[Data to examine — start]

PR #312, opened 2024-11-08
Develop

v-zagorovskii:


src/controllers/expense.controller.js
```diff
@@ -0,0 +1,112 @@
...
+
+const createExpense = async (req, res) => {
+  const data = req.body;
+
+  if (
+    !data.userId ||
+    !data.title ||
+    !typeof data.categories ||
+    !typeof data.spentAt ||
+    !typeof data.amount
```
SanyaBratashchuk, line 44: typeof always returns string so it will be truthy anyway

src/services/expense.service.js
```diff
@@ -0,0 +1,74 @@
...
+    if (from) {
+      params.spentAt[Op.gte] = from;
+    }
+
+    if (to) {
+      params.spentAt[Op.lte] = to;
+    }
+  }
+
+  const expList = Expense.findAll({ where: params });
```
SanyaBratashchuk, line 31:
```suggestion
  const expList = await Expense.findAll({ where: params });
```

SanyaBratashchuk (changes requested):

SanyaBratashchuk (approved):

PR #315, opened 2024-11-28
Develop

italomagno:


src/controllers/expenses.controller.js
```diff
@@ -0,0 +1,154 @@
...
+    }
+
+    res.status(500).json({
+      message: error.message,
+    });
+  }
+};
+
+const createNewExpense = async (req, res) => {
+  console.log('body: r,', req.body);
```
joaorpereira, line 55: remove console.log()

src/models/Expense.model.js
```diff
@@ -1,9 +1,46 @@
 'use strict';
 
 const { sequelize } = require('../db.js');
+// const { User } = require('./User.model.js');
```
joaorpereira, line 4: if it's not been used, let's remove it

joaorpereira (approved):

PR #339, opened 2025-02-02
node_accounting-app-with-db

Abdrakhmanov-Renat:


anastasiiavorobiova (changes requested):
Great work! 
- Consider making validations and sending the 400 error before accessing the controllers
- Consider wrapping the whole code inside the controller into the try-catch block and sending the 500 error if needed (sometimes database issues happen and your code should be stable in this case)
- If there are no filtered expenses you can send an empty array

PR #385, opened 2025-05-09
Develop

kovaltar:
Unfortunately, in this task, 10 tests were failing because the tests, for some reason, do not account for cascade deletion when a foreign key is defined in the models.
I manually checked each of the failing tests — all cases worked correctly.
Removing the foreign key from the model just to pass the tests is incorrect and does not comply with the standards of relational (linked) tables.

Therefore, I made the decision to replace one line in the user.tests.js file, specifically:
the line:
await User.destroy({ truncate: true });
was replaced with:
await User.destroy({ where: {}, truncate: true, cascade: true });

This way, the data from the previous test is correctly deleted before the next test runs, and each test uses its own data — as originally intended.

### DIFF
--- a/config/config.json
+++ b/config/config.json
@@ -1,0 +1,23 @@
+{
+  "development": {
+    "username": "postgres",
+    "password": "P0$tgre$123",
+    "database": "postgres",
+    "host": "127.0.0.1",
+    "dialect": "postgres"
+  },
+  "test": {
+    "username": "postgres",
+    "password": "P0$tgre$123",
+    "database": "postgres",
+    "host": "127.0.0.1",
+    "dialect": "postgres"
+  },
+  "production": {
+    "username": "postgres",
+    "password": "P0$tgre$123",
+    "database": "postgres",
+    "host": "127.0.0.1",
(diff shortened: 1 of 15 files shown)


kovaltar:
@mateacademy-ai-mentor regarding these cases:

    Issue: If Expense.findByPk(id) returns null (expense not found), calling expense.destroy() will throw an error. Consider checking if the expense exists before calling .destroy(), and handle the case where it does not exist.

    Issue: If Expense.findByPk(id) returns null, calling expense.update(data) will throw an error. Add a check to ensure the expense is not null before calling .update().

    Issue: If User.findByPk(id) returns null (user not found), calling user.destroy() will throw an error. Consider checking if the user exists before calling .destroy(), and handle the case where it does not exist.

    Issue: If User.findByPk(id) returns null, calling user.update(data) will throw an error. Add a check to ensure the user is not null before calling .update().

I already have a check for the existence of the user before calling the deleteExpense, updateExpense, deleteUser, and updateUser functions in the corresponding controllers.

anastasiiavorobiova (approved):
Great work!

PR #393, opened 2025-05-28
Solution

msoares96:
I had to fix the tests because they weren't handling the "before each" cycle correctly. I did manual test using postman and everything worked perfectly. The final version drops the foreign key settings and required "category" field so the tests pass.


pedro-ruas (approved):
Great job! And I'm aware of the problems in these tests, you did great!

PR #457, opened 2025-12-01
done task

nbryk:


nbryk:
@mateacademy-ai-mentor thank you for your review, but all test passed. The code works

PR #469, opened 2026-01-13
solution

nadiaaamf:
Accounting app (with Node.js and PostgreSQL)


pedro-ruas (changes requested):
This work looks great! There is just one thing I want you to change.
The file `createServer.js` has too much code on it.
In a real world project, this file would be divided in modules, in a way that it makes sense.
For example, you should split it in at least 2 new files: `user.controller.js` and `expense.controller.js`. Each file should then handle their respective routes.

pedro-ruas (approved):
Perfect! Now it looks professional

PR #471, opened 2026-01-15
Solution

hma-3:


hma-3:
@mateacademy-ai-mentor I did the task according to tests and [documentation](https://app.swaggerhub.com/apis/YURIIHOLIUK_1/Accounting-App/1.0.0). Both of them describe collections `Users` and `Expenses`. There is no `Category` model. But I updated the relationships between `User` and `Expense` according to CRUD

[Data to examine — finish]

Please give the material above once more, unchanged.

PR #312, opened 2024-11-08
Develop

v-zagorovskii:


src/controllers/expense.controller.js
```diff
@@ -0,0 +1,112 @@
...
+
+const createExpense = async (req, res) => {
+  const data = req.body;
+
+  if (
+    !data.userId ||
+    !data.title ||
+    !typeof data.categories ||
+    !typeof data.spentAt ||
+    !typeof data.amount
```
SanyaBratashchuk, line 44: typeof always returns string so it will be truthy anyway

src/services/expense.service.js
```diff
@@ -0,0 +1,74 @@
...
+    if (from) {
+      params.spentAt[Op.gte] = from;
+    }
+
+    if (to) {
+      params.spentAt[Op.lte] = to;
+    }
+  }
+
+  const expList = Expense.findAll({ where: params });
```
SanyaBratashchuk, line 31:
```suggestion
  const expList = await Expense.findAll({ where: params });
```

SanyaBratashchuk (changes requested):

SanyaBratashchuk (approved):

PR #315, opened 2024-11-28
Develop

italomagno:


src/controllers/expenses.controller.js
```diff
@@ -0,0 +1,154 @@
...
+    }
+
+    res.status(500).json({
+      message: error.message,
+    });
+  }
+};
+
+const createNewExpense = async (req, res) => {
+  console.log('body: r,', req.body);
```
joaorpereira, line 55: remove console.log()

src/models/Expense.model.js
```diff
@@ -1,9 +1,46 @@
 'use strict';
 
 const { sequelize } = require('../db.js');
+// const { User } = require('./User.model.js');
```
joaorpereira, line 4: if it's not been used, let's remove it

joaorpereira (approved):

PR #339, opened 2025-02-02
node_accounting-app-with-db

Abdrakhmanov-Renat:


anastasiiavorobiova (changes requested):
Great work! 
- Consider making validations and sending the 400 error before accessing the controllers
- Consider wrapping the whole code inside the controller into the try-catch block and sending the 500 error if needed (sometimes database issues happen and your code should be stable in this case)
- If there are no filtered expenses you can send an empty array

PR #385, opened 2025-05-09
Develop

kovaltar:
Unfortunately, in this task, 10 tests were failing because the tests, for some reason, do not account for cascade deletion when a foreign key is defined in the models.
I manually checked each of the failing tests — all cases worked correctly.
Removing the foreign key from the model just to pass the tests is incorrect and does not comply with the standards of relational (linked) tables.

Therefore, I made the decision to replace one line in the user.tests.js file, specifically:
the line:
await User.destroy({ truncate: true });
was replaced with:
await User.destroy({ where: {}, truncate: true, cascade: true });

This way, the data from the previous test is correctly deleted before the next test runs, and each test uses its own data — as originally intended.

### DIFF
--- a/config/config.json
+++ b/config/config.json
@@ -1,0 +1,23 @@
+{
+  "development": {
+    "username": "postgres",
+    "password": "P0$tgre$123",
+    "database": "postgres",
+    "host": "127.0.0.1",
+    "dialect": "postgres"
+  },
+  "test": {
+    "username": "postgres",
+    "password": "P0$tgre$123",
+    "database": "postgres",
+    "host": "127.0.0.1",
+    "dialect": "postgres"
+  },
+  "production": {
+    "username": "postgres",
+    "password": "P0$tgre$123",
+    "database": "postgres",
+    "host": "127.0.0.1",
(diff shortened: 1 of 15 files shown)


kovaltar:
@mateacademy-ai-mentor regarding these cases:

    Issue: If Expense.findByPk(id) returns null (expense not found), calling expense.destroy() will throw an error. Consider checking if the expense exists before calling .destroy(), and handle the case where it does not exist.

    Issue: If Expense.findByPk(id) returns null, calling expense.update(data) will throw an error. Add a check to ensure the expense is not null before calling .update().

    Issue: If User.findByPk(id) returns null (user not found), calling user.destroy() will throw an error. Consider checking if the user exists before calling .destroy(), and handle the case where it does not exist.

    Issue: If User.findByPk(id) returns null, calling user.update(data) will throw an error. Add a check to ensure the user is not null before calling .update().

I already have a check for the existence of the user before calling the deleteExpense, updateExpense, deleteUser, and updateUser functions in the corresponding controllers.

anastasiiavorobiova (approved):
Great work!

PR #393, opened 2025-05-28
Solution

msoares96:
I had to fix the tests because they weren't handling the "before each" cycle correctly. I did manual test using postman and everything worked perfectly. The final version drops the foreign key settings and required "category" field so the tests pass.


pedro-ruas (approved):
Great job! And I'm aware of the problems in these tests, you did great!

PR #457, opened 2025-12-01
done task

nbryk:


nbryk:
@mateacademy-ai-mentor thank you for your review, but all test passed. The code works

PR #469, opened 2026-01-13
solution

nadiaaamf:
Accounting app (with Node.js and PostgreSQL)


pedro-ruas (changes requested):
This work looks great! There is just one thing I want you to change.
The file `createServer.js` has too much code on it.
In a real world project, this file would be divided in modules, in a way that it makes sense.
For example, you should split it in at least 2 new files: `user.controller.js` and `expense.controller.js`. Each file should then handle their respective routes.

pedro-ruas (approved):
Perfect! Now it looks professional

PR #471, opened 2026-01-15
Solution

hma-3:


hma-3:
@mateacademy-ai-mentor I did the task according to tests and [documentation](https://app.swaggerhub.com/apis/YURIIHOLIUK_1/Accounting-App/1.0.0). Both of them describe collections `Users` and `Expenses`. There is no `Category` model. But I updated the relationships between `User` and `Expense` according to CRUD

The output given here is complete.